The hostility started at 00:00:07 UTC with ...

Eurovision Song Contest 2012: Final börjar på SVT1 klockan 21:00 #SVT1 http://t.co/dfGynpGQ

... and ended at 23:59:59 UTC with

RT @Queen_UK: Is that what they actually look like in Finland? #eurovision

In-between 2,886,410 tweets were posted. How do we go about analyzing them? In principle that's very simple: count all the tweets that speak about Sweden and compare it to the counts of other countries. But there is a 'but'. When it became clear that Sweden had won, there was probably massive tweeting about it, which inflates the count tremendously. So we need to see how much people were twitting about Sweden before the results.

Let us start by seeing the timing of twitting activity on Saturday May 26. Already we realize that the problem is more complicated than it looks. The first tweet of the day shown above (in Swedish) reminds us that Babel is a reality in Europe and that we have to deal with multiple languages. If the English were not thrilled by the performance of Sweden, chances are that there will be few tweets containing "Sweden". So we need to make sure that we cover the main languages of Europe. I chose English, German, Spanish and French as my working languages... sorry for the others.
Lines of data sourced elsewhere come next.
PR #574, opened 2016-08-19
s2i: intermittent hang

gabemontero:
Bug 1368074
Bugzilla link https://bugzilla.redhat.com/show_bug.cgi?id=1368074
Detailed explanation
A timing window existed, seen first with incremental builds and the new engine-api/k8s docker client, where the attach container would never return because of a blocking channel call

@bparees PTAL

### DIFF
--- a/pkg/docker/docker.go
+++ b/pkg/docker/docker.go
@@ -15,7 +15,6 @@ import (
 	"path/filepath"
 	"runtime"
 	"strings"
-	"sync"
 	"syscall"
 	"time"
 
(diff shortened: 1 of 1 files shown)


bparees:
lgtm [merge]

gabemontero:
I only got the known flake (the layered one, right?) when i ran the integration tests but the incremental builds had a couple of couldn't find the save-artifacts invoked markers.  Perhaps rather than a `case default:` in the change we do a timer in case we are exiting too soon.  I'll look into it either later this weekend or on Monday.

gabemontero:
[test]

@bparees I reworked the fix, backing out the change to the borrowed k8s logic.  While that change handled the hang encountered, it did not properly account for stdin closing well before stdout did.

The new fix backs off the mutex.Lock/Unlock usage (too all or nothing in hindsight), and uses the fact that we have already moved past the container wait return (meaning we can assume the container has exited) and simply waits for the attach to have actually exited, or for a time out to expire.

If we don't see any data race errors flagged in the unit test, nor missing incremental output in the integration tests, we should be good to go.

gabemontero:
OK, tests are clean.  @bparees - see if you are good with the new form of the fix, post comments / merge tag at your discretion please.

bparees:
lgtm [merge]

The way I looked for "Sweden" in the tweets was through the following regular expression

grep -i 'swed\|su[^d]de\|suecia\|schweden'

The other ones, like "Russia" and "Moldova" are easier because they start by "russ" and "mold" in every language.
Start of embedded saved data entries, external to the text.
PR #575, opened 2016-08-22
only override entrypoint in image if one is set

bparees:
@php-coder and @gabemontero ptal.  this is a follow up to the ongoing issues described in:
https://github.com/openshift/source-to-image/issues/475#issuecomment-238088669

### DIFF
--- a/pkg/docker/docker.go
+++ b/pkg/docker/docker.go
@@ -878,25 +878,24 @@ func (d *stiDocker) RunContainer(opts RunContainerOptions) error {
 		}
 	}
 
-	// if the original image has no entrypoint, and the run invocation
-	// is trying to set an entrypoint, ignore it.  We only want to
-	// set the entrypoint if we need to override a default entrypoint
-	// in the image.  This allows us to still work with a minimal image
-	// that does not contain "/usr/bin/env" since we don't attempt to override
-	// the entrypoint.
-	if len(opts.Entrypoint) != 0 {
-		entrypoint, err := d.GetImageEntrypoint(image)
-		if err != nil {
-			return err
-		}
-		if len(entrypoint) == 0 {
-			opts.Entrypoint = nil
-		}
-	}
-
 	if err != nil {
 		glog.V(0).Infof("error: Unable to get image metadata for %s: %v", image, err)
 		return err
+	}
+
+	entrypoint, err := d.GetImageEntrypoint(image)
+	if err != nil {
+		return fmt.Errorf("Couldn't get entrypoint of %q image: %v", image, err)
+	}
+
+	// If the image has an entrypoint already defined,
+	// it will be overridden either by DefaultEntrypoint,
+	// or by the value in opts.Entrypoint.
+	// If the image does not have an entrypoint, but
+	// opts.Entrypoint is supplied, opts.Entrypoint will
+	// be respected.
+	if len(entrypoint) != 0 && len(opts.Entrypoint) == 0 {
+		opts.Entrypoint = DefaultEntrypoint
 	}
 
 	// tarDestination will be passed as location to PostExecute function
--- a/pkg/build/strategies/sti/postexecutorstep.go
+++ b/pkg/build/strategies/sti/postexecutorstep.go
@@ -273,7 +273,6 @@ func (step *startRuntimeImageAndUploadFilesStep) execute(ctx *postExecutorStepCo
 
 	opts := dockerpkg.RunContainerOptions{
 		Image:           image,
-		Entrypoint:      DefaultEntrypoint,
 		PullImage:       false, // The PullImage is false because we've already pulled the image
 		CommandExplicit: []string{"/bin/sh", "-c", cmd},
 		Stdout:          outWriter,
--- a/pkg/build/strategies/sti/sti.go
+++ b/pkg/build/strategies/sti/sti.go
@@ -26,9 +26,6 @@ import (
 )
 
 var (
-	// DefaultEntrypoint is the default entry point used when starting containers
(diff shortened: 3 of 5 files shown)


bparees:
[test]

bparees:
(the idea being to minimize the scenarios under which we attempt to override the entrypoint, to avoid the edge cases where our override logic ends up setting the entrypoint to a path that doesn't actually exist)

php-coder:
Maybe we can replace [existing logic inside of `stiDocker`](https://github.com/openshift/source-to-image/blob/master/pkg/docker/docker.go#L881-L895) by this check? `docker` interface already has many S2I specific code so I don't think that it will get dirtier with this change :)

In any case LGTM.

bparees:
@php-coder i don't get your suggestion.

php-coder:
@bparees 

Right now we have an execution flow like this:
1) invoking `docker.GetImageEntrypoint(image)`
2) checking Entrypoint and modify it if needed
3) invoking `docker.RunContainer(opts)`
4) here we're again invoking `docker.GetImageEntrypoint(image)` and checking Entrypoint and modifying it

We are doing 1) and 2) at 3 places and this means that this code is duplicated. Also we're invoking `docker.GetImageEntrypoint()` twice. I see only downsides and don't see any benefits of it. So, I was suggesting to do this inspection at the single place -- inside of `docker.RunContainer()`.

bparees:
@php-coder thanks, reworked based on your suggestion...I had forgotten that other code existed, despite being the one who put it in :(

ptal.

pkg/docker/docker.go
```diff
@@ -878,20 +878,19 @@ func (d *stiDocker) RunContainer(opts RunContainerOptions) error {
...
+	// it will be overridden either by DefaultEntrypoint,
+	// or by the value in opts.Entrypoint.
+	// If the image does not have an entrypoint, but
+	// opts.Entrypoint is supplied, opts.Entrypoint will
+	// be respected.
+	if len(entrypoint) != 0 && len(opts.Entrypoint) == 0 {
+		opts.Entrypoint = DefaultEntrypoint
 	}
 
 	if err != nil {
```
php-coder: Looks like we should move our checks for Entrypoint after this `if`.

bparees: whoops, good catch.  fixed.

php-coder:
LGTM.

The logic around Entrypoint gets bigger and bigger. I hope that you have a full picture of this in you mind because I'm starting to lose it. Or at least we have the tests that stop us to do a wrong step.

I see that we have flow like this:
Original Image -> RunContainer -> CommitContainer

And there is 2 possible cases (correct me where I'm wrong):
1) <none> -> <none> -> <none>
In other words, if there no Entrypoint we leave it as is.
2) </bin/bar> -> </usr/bin/env> -> </usr/bin/env>
Here we have to change custom entrypoint to `env` to allow execution of `assemble`.

I'm sure that I miss something here, right?

bparees:
case (1) you have correct.
case (2) is wrong, it will go /bin/bar -> /usr/bin/env -> /bin/bar

I think the logic pretty straightforward at this point:

If the image came w/ an entrypoint, override it with "/usr/bin/env" for purposes of running the image(for assemble, save artifacts, etc) (actually now i'm wondering why we can't set the entrypoint to "" instead of "/usr/bin/env".. @mfojtik did you try that when you first developed this fix?)

When committing the container(which may be running with an overridden entrypoint), set the entrypoint back to what the image originally came with.


(To answer my other question about why we are setting it to /usr/bin/env instead of just an empty array, Graham noted in this original report that `When running docker run, if it has an existing ENTRYPOINT you can't from memory just supply --entrypoint '' as it will actually try and run the supplied argument (empty string) still.` but i'm not sure if that's true when setting an endpoint via the api... that may be a CLI "optimization".  Would still be interested to hear from @mfojtik though, given all the pain setting it to /usr/bin/env is causing us)

mfojtik:
@bparees if you set the entrypoint to empty string, docker will report that as entrypoint set to "null" in `docker inspect`. But I believe they will default it in that case to `/bin/sh -c` as `docker run --entrypoint="" -it centos bash` works just fine. So I think Graham is not correct (you can try yourself) or they fixed this in Docker. 

I think the original idea was:

1) If your builder image has entrypoint set to something weird, we will change it to "/usr/bin/env" so we can happily run S2I scripts. When we commit the application image, we revert to original entrypoint. This might be the case when you have database image that has entrypoint set to something like "mysqld" and you want to run script inside this container. 
2) If the entrypoint is not set, it is a no-op for us

I'm getting lost in why this is getting this complex and causing pain ;-)

bparees:
> I'm getting lost in why this is getting this complex and causing pain

@mfojtik because there is no universal entrypoint that will work across all images, therefore we need a solution that does not require setting the entrypoint to a particular value in order to override the existing entrypoint the image declares.

Barring that i'm trying to minimize the cases in which we set the entrypoint, hence this PR.

bparees:
[merge]

bparees:
> @bparees if you set the entrypoint to empty string, docker will report that as entrypoint set to "null" in docker inspect.

@mfojtik 

```
$ cat Dockerfile 
FROM centos

ENTRYPOINT echo hello world
```

```
$ docker run --entrypoint="" 07fd1434e8da
hello world
```

```
$ docker run --entrypoint='' 07fd1434e8da
hello world
```

so no, setting entrypoint to emptystring does not appear to override the ENTRYPOINT in the image or cause it to be set to "/bin/sh".  I don't know for sure how the api behaviors if you provide `opts.entrypoint=nil` or `opts.entrypoint=[]string{}` but one would assume it would behave the same way.

PR #576, opened 2016-08-25
bump default docker timeout

gabemontero:
related to Bug 1370265
but refactored pulls to isolate default timeout change from waitgroup change ... separate pull coming for that 

@bparees @csrwng @rhcarvalho PTAL

### DIFF
--- a/pkg/docker/docker.go
+++ b/pkg/docker/docker.go
@@ -67,7 +67,7 @@ const (
 
 	// DefaultDockerTimeout specifies a timeout for Docker API calls. When this
 	// timeout is reached, certain Docker API calls might error out.
-	DefaultDockerTimeout = 20 * time.Second
+	DefaultDockerTimeout = 60 * time.Second
 
 	// DefaultShmSize is the default shared memory size to use (in bytes) if not specified.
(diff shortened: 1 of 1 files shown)


bparees:
@rhcarvalho would really appreciate if you could take a look at this fix, we're trying to resolve a blocker bug for 3.3.  The go stacks for the hang we're trying to address are in the referenced bug.

The net is wg.Done() could get called twice (once for the source upload and once for the timeout error on starting the container)

bparees:
[test]

gabemontero:
changed this pull to just updating the default timeout to facilitate upstream pull in origin targeted for 3.3

will create new pull with wg change that we'll target as origin upstream pull for 3.3.1

bparees:
[merge]

rhcarvalho:
@gabemontero @bparees is this still reflecting the value we want, or shall we revert back and rely on just fixing the WaitGroup usage?

gabemontero:
Yes we still want the longer timeout based on what we are seeing in QE and
online envs wrt docker responsiveness.
Independent of the WaitGroup stuff.

PR #580, opened 2016-09-01
if found = true, add break is better

guangxuli:
Adding a break is a better manner though in a test case, just a nit.


bparees:
[merge]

I plotted the results in the figure below, which says it all. I showed the total number of tweets, which peaked at 25,000 per minute around 19.30 UTC and went down to almost nothing by the end of the day. We can clearly see massive twitting about a country at the time of its performance. I show here Russia, Sweden and Moldova, Russia because it came second, and Moldavia because it was the last show, telling us when people starting to vote, or to tweet about their vote.

As you can see, there was more twitting about Russia during their performance, and the twitting about Moldova, which scored a mediocre 11-th rank out of 26, is substantially similar to that of Sweden. But if we look at the twitting activity between 21:00 and 21:30 UTC, we see that Russia and Sweden were higher than Moldova (and other countries as I could check). So this is the time when people expressed thei opinion on Twitter. In the end, Sweden scored 12,705 tweets during this half hour, and Russia scored 13,917.

Does this mean that Sweden has cheated and that Russia should have won? Probably not. The strange voting system of the Eurovision, which gives as many voting points to Luxemburg and to Germany can easily create an imbalance between the votes and the sheer representation of the voters. Still, it seems that the Russian "babuchkis" gave an overall stronger impression.

In conclusion Sweden probably did not cheat. It's just that I can't appreciate what's good music when I hear it!